Three of the other fields in the contract area, Kashagan SW, Kairan, and Aktote, are also Carboniferous carbonate platforms. Kalamkas offshore has a Jurassic sandstone reservoir. The field is developed by international consortium under the North Caspian Sea Production Sharing Agreement. The Agreement is made up of 7 companies consisting of Eni (16.81%), Royal Dutch Shell (16.81%), Total S.A. (16.81%), ExxonMobil (16.81%), KazMunayGas (16.81%), ConocoPhillips (8.4%), Inpex (7.56%).

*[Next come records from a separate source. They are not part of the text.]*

Issue #122, opened 2022-11-12
spacial


toumix:
A monoidal category is spacial if it satisfies $f \otimes s = s \otimes f$ for all arrows $f : x \to y$ and scalars $s : 1 \to 1$. For example, every braided category is spacial. I conjecture that the free spacial category is given by planar progressive hypergraph diagrams, i.e. symmetric diagrams (as defined in issue https://github.com/oxford-quantum-group/discopy/issues/25) that can be embedded in the plane.

toumix:
@daydream6728 let's bump this one up when you're back!

PR #368, opened 2026-07-03
Add `CMap` documentation in the generated docs

daydream6728:
Also add a few examples and correct a drawing bug in port indices.
Use eval/coeval factory for curring/uncurrying in (bi)closed settings, whereas the default implementation for compact only uses cups and caps.


discopy/cmap.py
```diff
@@ -1,21 +1,27 @@
...
 
-Their composite gives the faces of the map. Closed wire components are
-stored separately in ``scalars`` together with their types.
+* :math:`f` defines a homomorphism of the underlying graph:
+  :math:`e; f = f; e'`;
+* :math:`f` respects orientation: :math:`v; f = f; v'`.
+
+From the previous definition we can define :math:`\\mathbf{CMap}` as the
+category of combinatorial maps, from which we can derive the category
+:math:`\\mathrm{Cospan}(\\mathbf{CMap})` of open combinatorial maps.
```
toumix: We want discrete cospans i.e. the left and right boundaries are discrete maps with nodes but no edges. In fact this doesn't really fit the definition of maps anymore (they can't handle isolated points).

discopy/biclosed.py
```diff
@@ -449,6 +451,87 @@ def __call__(self, other):
...
+        coeval_factory = getattr(self.category, "coeval_factory", None)
+        return coeval_factory is not None and (
+            isinstance(self.boxes[source_depth], coeval_factory)
+            or isinstance(self.boxes[target_depth], coeval_factory))
+
+    def curry(self, n=1, left=False) -> Self:
+        """
+        Curry a combinatorial map using the closed structure of the host
+        category, without relying on closed structure which isn't necessarily
+        available.
```
giodefelice: Not sure I understand here. Cmaps form a compact-closed category, so in particular a closed category. Curry should always be available.

discopy/cmap.py
giodefelice: Is the category with combinatorial maps as objects and these map morphisms between them used anywhere in the code?

discopy/cmap.py
```diff
@@ -121,24 +127,76 @@ def direction(self) -> Literal["up"] | Literal["down"]:
...
+
+    Contrary to the abstract definition, which has unstructured nodes arising
+    from the given orientation permutation, we take DisCoPy boxes as nodes and
+    derive a canonical clockwise port orientation on boxes: every box of arity
+    :math:`m` and coarity :math:`n` maps to a :math:`(m+n)`-cycle in the
+    generated permutation, consisting of contiguous port indices.
+    The boundary is represented as an apex, as if the input and output ports
+    were connected to the codomain and domain of a virtual box.
+
+    By default, `CMap` defines a free compact category over a set of boxes,
```
giodefelice:
```suggestion
    By default, `CMap` defines the free compact category over a set of boxes,
```

discopy/cmap.py
```diff
@@ -121,24 +127,76 @@ def direction(self) -> Literal["up"] | Literal["down"]:
...
+    but we also want to be able encode weaker structure for each level of
```
giodefelice:
```suggestion
    but we also want to be able to encode weaker structure for each level of
```

discopy/cmap.py
```diff
@@ -121,24 +127,76 @@ def direction(self) -> Literal["up"] | Literal["down"]:
...
+    the DisCoPy hierarchy.
+    We therefore further distinguish port sides by assigning a negative
+    polarity on domain ports and a positive polarity on codomain ports
+    by equipping the map with a polarity assignment
+    :math:`m : P \rightarrow \{-1, +1\}`.
```
giodefelice, line 152: Is the polarity meant to encode the duals in a compact category? For example, does it appear when turning a rigid diagram with a `x.r` or `x.l `type into a cmap?

discopy/cmap.py
```diff
@@ -121,24 +127,76 @@ def direction(self) -> Literal["up"] | Literal["down"]:
...
+    * ``require_planar``: the port orientation give us a way to easily compute
+      whether the map is planar by computing its component-wise Euler
+      characteristic, i.e. disallow swaps;
+    * ``require_acyclic``: checks that the edges are in causal order, i.e.
+      they link positive ports to negative ports with higher rank, i.e. no
+      traced wires;
+    * ``require_oriented``: checks that we connect positive to negative wires,
+      and disallow same-polarity pairings, i.e. we can enforce
+      :math:`e; m = -m` to disallow cups and caps;
+    * ``require_connected``: ensures the map forms a single connected component
```
giodefelice, line 165: I think here we should replace ``require_planar`` with ``check_planar`` or ``is_planar``, and similarly for the rest. 

The reason is that if I have a CMap `D`, then it makes sense to ask whether or not this CMap is planar, has cycles, etc. It doesn't make sense to _enforce_ that this CMap become planar, acyclic etc, if it isn't already.

discopy/cmap.py
```diff
@@ -167,6 +225,31 @@ class CMap[C0: Pregroup, C1: CMap](
...
+    >>> cm.draw(
+    ...     path="docs/_static/cmap/simple-cmap.png",
+    ...     port_indices=True,
+    ...     show=False,
+    ... )
+
+    .. image:: /_static/cmap/simple-cmap.png
+            :align: center
+
+    Swaps affect the edge permutation but leaves the vertex permutation
```
giodefelice:
```suggestion
    Swaps affect the edge permutation but leave the vertex permutation
```

discopy/biclosed.py
toumix: I agree this can cause confusion. There are two different notions of currying here: the built-in one defined in any compact-closed category and this particular one defined on a "GoI" compact closed category with two extra generators co/eval_factory.

discopy/closed.py
```diff
@@ -176,6 +176,7 @@ class Hypergraph(markov.Hypergraph):
 class CMap(biclosed.CMap):
     functor = Functor
     require_planar = False
+    require_acyclic = True
```
toumix: closed.Diagram allows for trace, is there a reason why closed.CMap cannot?

discopy/cmap.py
```diff
@@ -1,21 +1,27 @@
 # -*- coding: utf-8 -*-
 
 """
-Combinatorial maps with interfaces.
+An implementation of open polarized combinatorial maps.
```
toumix: I would remove the word "polarized" here because it's just an extra bit of bureaucracy, sounds scary but it's much less crucial than "open". In fact polarized maps can be embedded in standard maps (Delpeuch-Vicary 2018)

Image

discopy/cmap.py
toumix: I guess the interchanger method defines all the isomorphisms in that category.

discopy/cmap.py
```diff
@@ -121,24 +127,76 @@ def direction(self) -> Literal["up"] | Literal["down"]:
...
-    an apex, as if the domain and codomain ports were connected to the
-    same box.
-
-    The ``require_planar``, ``require_acyclic``, ``require_oriented`` and
-    ``require_connected`` flags can be set to enforce non-symmetric,
-    non-traced, non-compact and connected structure globally, including maps
-    with boxes. When the domain or codomain is non-empty, the boundary apex
-    connects the open boundary. Fully closed maps have no boundary apex.
+    r"""
+    An open combinatorial map, also known as an oriented bijective hypergraph
```
toumix: "also known"... really? 😹 

I would move the equivalence to a subset of hypergraph to a note below.

I would add a small caveat that this is slightly more general than combinatorial maps because it allows isolated nodes.

discopy/cmap.py
```diff
@@ -1,21 +1,27 @@
 # -*- coding: utf-8 -*-
 
 """
-Combinatorial maps with interfaces.
+An implementation of open polarized combinatorial maps.
 
-See `combinatorial map
-<https://en.wikipedia.org/wiki/Combinatorial_map>`_ for background.
+Following :cite:t:`Zeil2016`, a combinatorial map is fully described by a pair
+of permutations :math:`v` and :math:`e` acting on a set of ports :math:`P`
```
toumix: I'm not sure how useful this is here, the definition is already on wikipedia and it's not exactly what is implemented in this module. Instead, I would highlight what the differences are with maps (isolated nodes and loops) and with monoidal diagrams (no hierarchical nesting of disconnected components).

I would also encourage you to add a new `spacial` module to DisCoPy which would correspond precisely to the maps you've implemented.

discopy/cmap.py
```diff
@@ -121,24 +127,76 @@ def direction(self) -> Literal["up"] | Literal["down"]:
...
+    polarity on domain ports and a positive polarity on codomain ports
+    by equipping the map with a polarity assignment
+    :math:`m : P \rightarrow \{-1, +1\}`.
+
+    Four knobs are available to restrict the structure:
+
+    * ``require_planar``: the port orientation give us a way to easily compute
+      whether the map is planar by computing its component-wise Euler
+      characteristic, i.e. disallow swaps;
+    * ``require_acyclic``: checks that the edges are in causal order, i.e.
```
toumix: To stay coherent with hypergraph I would call this "causal" rather than "acyclic". It's possible to be in the wrong order so not causal but still acyclic.

discopy/cmap.py
toumix: It does make sense to enforce planarity, acyclic, etc: add explicit swaps, traces, etc..

discopy/cmap.py
```diff
@@ -121,24 +127,76 @@ def direction(self) -> Literal["up"] | Literal["down"]:
...
+      traced wires;
+    * ``require_oriented``: checks that we connect positive to negative wires,
+      and disallow same-polarity pairings, i.e. we can enforce
+      :math:`e; m = -m` to disallow cups and caps;
+    * ``require_connected``: ensures the map forms a single connected component
+
+    The first three knobs form the following cube of categorical structure,
+    where following an axis means enforcing the corresponding constraint:
+
+    .. tikz::
```
toumix, line 171: ha amazing I didn't think it was possible to put tikz in the docs!

discopy/cmap.py
```diff
@@ -554,11 +637,17 @@ def has_path(source: int, target: int) -> bool:
...
             if source_depth == target_depth:
                 continue
+            if self.ignore_forward_edge(source_depth, target_depth):
+                continue
             if has_path(target_depth, source_depth):
                 raise AxiomError(messages.NOT_TRACEABLE.format(
                     source, target))
             graph[source_depth].add(target_depth)
 
+    def ignore_forward_edge(self, source_depth: int, target_depth: int):
```
toumix: I'm not sure why we need this sort of special casing: if we want to encode lambda terms with cyclic maps then there's no point enforcing acyclicity at all.

discopy/cmap.py
```diff
@@ -1,21 +1,27 @@
 # -*- coding: utf-8 -*-
 
 """
-Combinatorial maps with interfaces.
+An implementation of open polarized combinatorial maps.
 
-See `combinatorial map
-<https://en.wikipedia.org/wiki/Combinatorial_map>`_ for background.
+Following :cite:t:`Zeil2016`, a combinatorial map is fully described by a pair
```
toumix: Zeilberger didn't invent this definition, it goes back to Tutte in the 1960s! What Zeilberger formalised is the isomorphism with linear lambda terms so this reference should probably move to closed.

Here I would cite Delpeuch-Vicary which is where the link between string diagrams and maps is defined.

discopy/biclosed.py
daydream6728: my bad, it's a copy/paste artifact, I mistakenly carried over the documentation from `cmap.CMap` to `biclosed.CMap`.
as @toumix explains, since `CMap(C)` is the free compact closed category over C (where C is any syntax module that defines a dedicated `C.CMap` class), if `C` is already closed then `CMap(C)` will by default forget this original closed structure and replace it with the ones, with no equations a priori between the two forms. This is why in this change i override curry and uncurry to be using `(co)eval_factory`, which are part of what i call the host (bi)closed structure (so the exact opposite of what the docstring says).

discopy/cmap.py
daydream6728: i included this because otherwise it's easy to misunderstand that if cmaps are oriented bijective hypergraphs and that every bijective hypergraph admits a canonical port ordering, then the category of bijective hypergraphs is equivalent to the category of maps, which is not the case: there's only a bijection on objects. This was in response to one of @armandld's question. Also wouldn't a generic token passing implementation basically realize cmap functors?

discopy/cmap.py
daydream6728: yes, it appears right from the bottom of the hierarchy at `monoidal.CMap` up to `rigid.CMap` which need to checks that + ports connect to - ports (`require_oriented = True`), then i think starting from `pivotal.CMap`to `compact.CMap` but starting from this level but instead of systematically rejecting +/+ and -/- edges, we accept them as long as their types are dual to each other (`require_oriented = False`).

discopy/cmap.py
daydream6728: the reason is that the validation is performed at the end of `__init__`, so cmap data that violates the ambient category axioms would get rejected before the map can be constructed, which does in fact enforce the structure. On the downside we pay for validation at every intermediate map construction.

no explicit swap or trace is inserted, it would just reject for now

discopy/cmap.py
daydream6728: Let's not worry about spacial for now as we don't really have a use for it currently (maybe mention it in the docs without implementing a full module) and instead remove CMaps that are not able to fully capture the structure.

discopy/cmap.py
daydream6728: this is currently more of a draft, i am not very confident of what i wrote. including it here to save you from having to check out and build the docs locally (note: we could have a docs preview github action running on PRs when the PR has some specific tag):
image
here would be a good place to mention spacial instead of monoidal, without having to implement the whole module

discopy/cmap.py
daydream6728: thanks for the refs, in which PR does the map<->term code live now? since #348 is closed, i guess it is #366 ?

discopy/cmap.py
daydream6728: I got confused, we represent closed diagrams with coeval instead of bubbles, so while a closed category isn't necessarily traced, the graphical representations are traced regardless (whether it is drawings or cmaps). I am starting to understand why everything in DisCoPy is traced...

discopy/cmap.py
daydream6728: updated, also now there is an explanation of how the open structure is captured by the virtual apex node

discopy/closed.py
daydream6728: got confused again by the fact that all DisCoPy categories are traced

discopy/cmap.py
daydream6728: interesting! though what I meant by polarity is not directedness but rather a sign assignment on every half-edge. I removed it from this headline but kept the explanation below to explain how sub-compact structure can be enforced.

discopy/cmap.py
toumix: Ha I was looking for #348 actually! I remember there was some good stuff there with the Peterson graph as a lambda term etc. we can work on top of it

discopy/cmap.py
giodefelice: Ok I see, so basically the module is an implementation of Cospan(CMap) as defined above?

discopy/cmap.py
giodefelice: Yes this makes sense to me. As a check, can I therefore deduce that:

if a CMap is oriented and acyclic then it lives in the free closed category
if a CMap is oriented and planar then it lives in the free traced category
if a CMap is acyclic and planar, then it lives in the free rigid category

If this is correct then it might be worth saying one of these as an example. If not... then I didn't understand

discopy/cmap.py
giodefelice: Hmm ok, in the implementation, does this mean that every time we build a CMap representing e.g. a morphism in symmetric we do an extra check to verify/enforce that it is? Because that would slow down the code a lot. 

Also, is this the same as in the hypergraph module? I thought in hypergraph we had methods that check if a given property holds of the object, not an enforcement put on the init. I think it makes more sense to simply be able to check whether the CMap has any of these properties, since all these properties are preserved under composition.

toumix: Let's keep the same behaviour as for hypergraphs, we allow any map at initialisation but raise an error when going back to diagram.

discopy/cmap.py
toumix: > if a CMap is oriented and acyclic then it lives in the free closed category

This one is surely not true and I don't think closed categories have their place in this diagram.

> if a CMap is oriented and planar then it lives in the free traced category

This one is also false but for more interesting reasons: there are planar cyclic diagrams that cannot be decomposed as a trace: 

Image

> if a CMap is acyclic and planar, then it lives in the free rigid category

This one makes sense but it's pivotal not rigid.

In fact even "monoidal" doesn't quite have its place here, it should be "spacial".

toumix: More high-level: the cube should in fact be a 3 by 2 rectangle { planar < symmetric } times { acyclic < cyclic < non-oriented } where planar+cyclic is the odd one out for the reason in the picture above but we get five kinds of categories:

- monoidal < symmetric
- planar traced (?) < traced
- pivotal < compact

toumix:
We should also add a new sentence to the README about the new data structure(s)

discopy/cmap.py
giodefelice: Yes, so wouldn't it make sense to have methods that _check_ whether these properties hold of a given CMap (bool output) and then calling these methods when going from CMap to Diagram in the corresponding doctrine?

discopy/closed.py
giodefelice: I think the underlying problem here is that we should not _enforce_ the properties in the init but rather we should have methods that check if the properties hold and call these methods when creating Diagram objects, rejecting if the property does not hold.

giodefelice: Or, even better, adding explicit Swaps, Cups, etc until the property holds (enforce)

discopy/cmap.py
daydream6728: Right, for now the check is always performed uphill unlike hypergraphs. It was useful to have a strict invariant when developing the functionality but now that its more or less stable we can loosen it. The checks are already there, the only missing piece would be equivalents of `make_causal` and `make_monogamous` (bijectivity is true by construction) for maps, we could also imagine a `make_planar` transformation. Let's maybe keep this PR about documentation and I'll make another PR to implement those.

discopy/cmap.py
daydream6728: Yes!

discopy/cmap.py
```diff
@@ -1,21 +1,30 @@
...
 
-Their composite gives the faces of the map. Closed wire components are
-stored separately in ``scalars`` together with their types.
+* :math:`f` defines a homomorphism of the underlying graph:
+  :math:`e; f = f; e'`;
+* :math:`f` respects orientation: :math:`v; f = f; v'`.
+
+From the previous definition we can define the category of combinatorial maps,
+and the category of open maps is given by cospans where legs are discrete
+combinatorial maps (containing only scalars).
```
toumix: From the definition above there is no notion of scalar so it's not clear what a discrete map should be. 

Actually there are multiple ways to encode "open wires" in maps e.g. some people allow for fixed points in the edge bijection, or you can add a "virtual" face surrounding the boundary of the map as you describe below.

In any case, you can't define a category of discrete cospans of combinatorial maps so let's drop this and just say "open map" with more details below. Also not sure how useful it is to define the category of maps when we're only using the groupoid, i.e. we only care about map isomorphisms.

discopy/cmap.py
```diff
@@ -121,24 +130,87 @@ def direction(self) -> Literal["up"] | Literal["down"]:
...
-    an apex, as if the domain and codomain ports were connected to the
-    same box.
-
-    The ``require_planar``, ``require_acyclic``, ``require_oriented`` and
-    ``require_connected`` flags can be set to enforce non-symmetric,
-    non-traced, non-compact and connected structure globally, including maps
-    with boxes. When the domain or codomain is non-empty, the boundary apex
-    connects the open boundary. Fully closed maps have no boundary apex.
+    r"""
+    An open combinatorial map, or equivalently an oriented bijective hypergraph
```
toumix: I would move the "equivalently" down below e.g. in the docstring for `to_hypergraph`.

Let's make the description a bit more friendly i.e.

```suggestion
    An open combinatorial map, i.e. a diagram represented as a bijection between its ports.
```

discopy/cmap.py
```diff
@@ -121,24 +130,87 @@ def direction(self) -> Literal["up"] | Literal["down"]:
...
+    with interface.
+
+    Contrary to the abstract definition, which has unstructured nodes arising
+    from the given orientation permutation, we take DisCoPy boxes as nodes and
+    derive a canonical clockwise port orientation on boxes: every box of arity
+    :math:`m` and coarity :math:`n` maps to a :math:`(m+n)`-cycle in the
+    generated permutation, consisting of contiguous port indices.
+    We also enable scalars to be represented in the symmetric case.
```
toumix: Not sure why in the symmetric case? Do you mean loops? In that case it should be compact right?

discopy/cmap.py
```diff
@@ -121,24 +130,87 @@ def direction(self) -> Literal["up"] | Literal["down"]:
...
+
+    As for the open structure, usually cospans are given by two morphisms
```
toumix: I would drop the "usually" given that afaik nobody defined open maps yet

discopy/cmap.py
```diff
@@ -121,24 +130,87 @@ def direction(self) -> Literal["up"] | Literal["down"]:
...
+    :math:`\mathrm{inputs} : \mathrm{dom} \rightarrow M` and
+    :math:`\mathrm{outputs} : \mathrm{cod} \rightarrow M`, where
+    :math:`\mathrm{dom}` and :math:`\mathrm{cod}` are discrete maps.
+    We can simplify and encode it by a single morphism
+    :math:`\mathrm{boundary} : \mathrm{apex} \rightarrow M` where
+    :math:`\mathrm{apex} = \mathrm{dom} \sqcup \mathrm{cod}`
+    Effectively, we simplify even further by integrating this apex as a
```
toumix: Let's go straight to the simplified version and you can always add a note on cospans afterwards.

discopy/cmap.py
```diff
@@ -121,24 +130,87 @@ def direction(self) -> Literal["up"] | Literal["down"]:
...
+    virtual box within the map, whose signature is the dagger of the overall
+    map. Extra wires connecting the apex to internal nodes encode the data of
+    the previous morphism.
+
+    By default, `CMap` defines the free compact category over a set of boxes,
+    but we also want to be able to encode weaker structure for each level of
```
toumix: I don't think this makes sense for "each level" so let's say for non-compact categories without cups or caps.

toumix (commented):
Thanks for the great write-up! This made me realise why people like hypergraphs a lot more than these combinatorial maps: they give a well-behaved notion of discrete cospans as well as a notion of "labeled hypergraph" as homomorphisms into a signature. None of these make sense anymore with the common definition of maps 😭

discopy/cmap.py
toumix: I'm realising this isn't the best name because scalars can also mean boxes with zero inputs/outputs. Let's rename this to `loops` so we don't have any ambiguity
```suggestion
    loops: tuple[C0, ...]
```

discopy/cmap.py
giodefelice: Ok good, let's make an issue about this, I don't think we need it for now. Also let's make the name of the methods `check_planar` etc and change this part of the docs to say that we have methods to _check_ if a property holds of the CMap instance, and what category it corresponds to.

discopy/closed.py
giodefelice: Closing this as covered in the other issue.

discopy/cmap.py
giodefelice: I think we don't need the diagram, in the list of methods, just say that when the property holds the CMap instance is ensured to be in a xxx category

discopy/cmap.py
daydream6728: existing issue for reference: #122, resolving for now

discopy/cmap.py
daydream6728: agreed, the diagram isnt worth it if most vertices of the cube are ill defined or do not really correspond to well defined structures

discopy/cmap.py
daydream6728: the intent was to explain the caveat that maps can only faithfully encode sub-symmetric diagrams when they are connected (otherwise it is spacial as we've mentio ned several times in this PR at this point), so excluding scalars (just as any other non boundary-connected component). by "symmetric case" i thus meant categories with _at least_ symmetric structure, but i agree it is poorly phrased.

discopy/cmap.py
daydream6728: https://github.com/discopy/discopy/issues/391

discopy/cmap.py
daydream6728: Just replaced this sentence with a mention that we book-keep loops but I don't expand on the caveats here.

discopy/cmap.py
```diff
@@ -121,24 +126,82 @@ def direction(self) -> Literal["up"] | Literal["down"]:
...
+    r"""
+    An open combinatorial map, i.e. a diagram represented as a bijection
+    between its ports.
+
+    Contrary to the abstract definition, which has unstructured nodes arising
+    from the given orientation permutation, we take DisCoPy boxes as nodes and
+    derive a canonical clockwise port orientation on boxes: every box of arity
+    :math:`m` and coarity :math:`n` maps to a :math:`(m+n)`-cycle in the
+    generated permutation, consisting of contiguous port indices.
+    Additionally, we allow scalars to be representated as loops arising from
```
toumix:
```suggestion
    Additionally, we allow scalars to be represented as loops arising from
```

discopy/cmap.py
```diff
@@ -121,24 +126,82 @@ def direction(self) -> Literal["up"] | Literal["down"]:
...
+    composing cups and caps.
+
+    As for the open structure, we represent the map boundary by a virtual apex
+    node, whose signature is the dagger of the that of the overall map. The
+    additional edge data that this apex induces is equivalent to that of
+    cospans of combinatorial maps where the interfaces are discrete maps, i.e.
```
toumix: I would either drop this comment or add more details because discrete maps don't exist as such

discopy/cmap.py
```diff
@@ -121,24 +126,82 @@ def direction(self) -> Literal["up"] | Literal["down"]:
...
-    connects the open boundary. Fully closed maps have no boundary apex.
+    r"""
+    An open combinatorial map, i.e. a diagram represented as a bijection
+    between its ports.
+
+    Contrary to the abstract definition, which has unstructured nodes arising
+    from the given orientation permutation, we take DisCoPy boxes as nodes and
+    derive a canonical clockwise port orientation on boxes: every box of arity
+    :math:`m` and coarity :math:`n` maps to a :math:`(m+n)`-cycle in the
+    generated permutation, consisting of contiguous port indices.
```
toumix, line 137: Add a comment that we also allow boxes with no wires which don't exist as combinatorial maps

discopy/cmap.py
toumix: Loops are scalars but not every scalar is a loop, see the comment above on scalar boxes but also maps of the form `state.then(effect)` are scalars with arbitrary number of boxes.

discopy/cmap.py
```diff
@@ -121,24 +126,82 @@ def direction(self) -> Literal["up"] | Literal["down"]:
...
+
+    Four knobs are available to restrict the structure:
+
+    * ``require_planar``: the port orientation give us a way to easily compute
+      whether the map is planar by computing its component-wise Euler
+      characteristic, i.e. disallow swaps;
+    * ``require_causal``: checks that the edges are in causal order, i.e.
+      they link positive ports to negative ports with higher rank, i.e. no
+      traced wires;
+    * ``require_oriented``: checks that we connect positive to negative wires,
```
toumix, line 162: I'm still confused at how this interacts with the adjoint on types, i.e. even if don't require oriented we should still require that if two inputs or two outputs are wired together then one of them should be the dual of the other.

This means even for traced diagrams without cups and caps we don't actually need ``require_oriented`` at all, it's enough to check that there are no adjoints anywhere (this is the fullness of the unit of the Int construction). For instance, we should reject a symmetric diagram with two states plugged together at initialisation when we do the check above, i.e. we give an `AxiomError` if the category is not a `RigidCategory` because in that case we can't even check for adjoints.

discopy/cmap.py
```diff
@@ -121,24 +126,82 @@ def direction(self) -> Literal["up"] | Literal["down"]:
...
+      and disallow same-polarity pairings, i.e. we can enforce
+      :math:`e; m = -m` to disallow cups and caps;
+    * ``require_connected``: ensures the map forms a single connected component
+
+    The first three knobs form the following cube of categorical structure,
```
toumix: Drop the cube but you can still describe the rectangle {monoidal < symmetric < traced < compact} x {dis < connected} and mention that disconnected + monoidal gives spatial not true planar monoidal.

daydream6728: i updated the diagram from the previous description in the other thread: image

toumix (approved):
Added a last round of comments but this looks really good already!

discopy/cmap.py
daydream6728: i think the connectedness knob is kind of the odd one out because it doesnt really correspond to any categorical structure afaik.
can we say that require_causal implies require_oriented as allowing non-oriented wires (and thus compact structure) immediately give rise to a trace operator? this would justify that the diagram is now 2D instead of a cube

discopy/cmap.py
daydream6728: https://github.com/discopy/discopy/pull/368#discussion_r3570315096

discopy/cmap.py
toumix: yes that's the reasoning! compact implies traced

giodefelice (approved):
Happy to go ahead if there are no extra checks performed on init

daydream6728:
@giodefelice checks are still performed at init time, I plan on moving the check to diagram conversion when doing #391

The main development for field operation is a structure named Island D, connected with 12 oil wells. It consists of two trains of production, separating Oil and Gas, delivering them to onshore plant and dehydrating and partly re-injecting the sour Gas in the reservoir. At the moment about 5,000 workers are employed there. Oil is transported to onshore by 92-kilometre (57 mi) long pipeline. Workers are accommodated on the living quarter barge Vivaldi delivered Wagenborg Offshore in cooperation with Wagenborg Kazakhstan B.V. and Ersai Caspian Contractor LLC.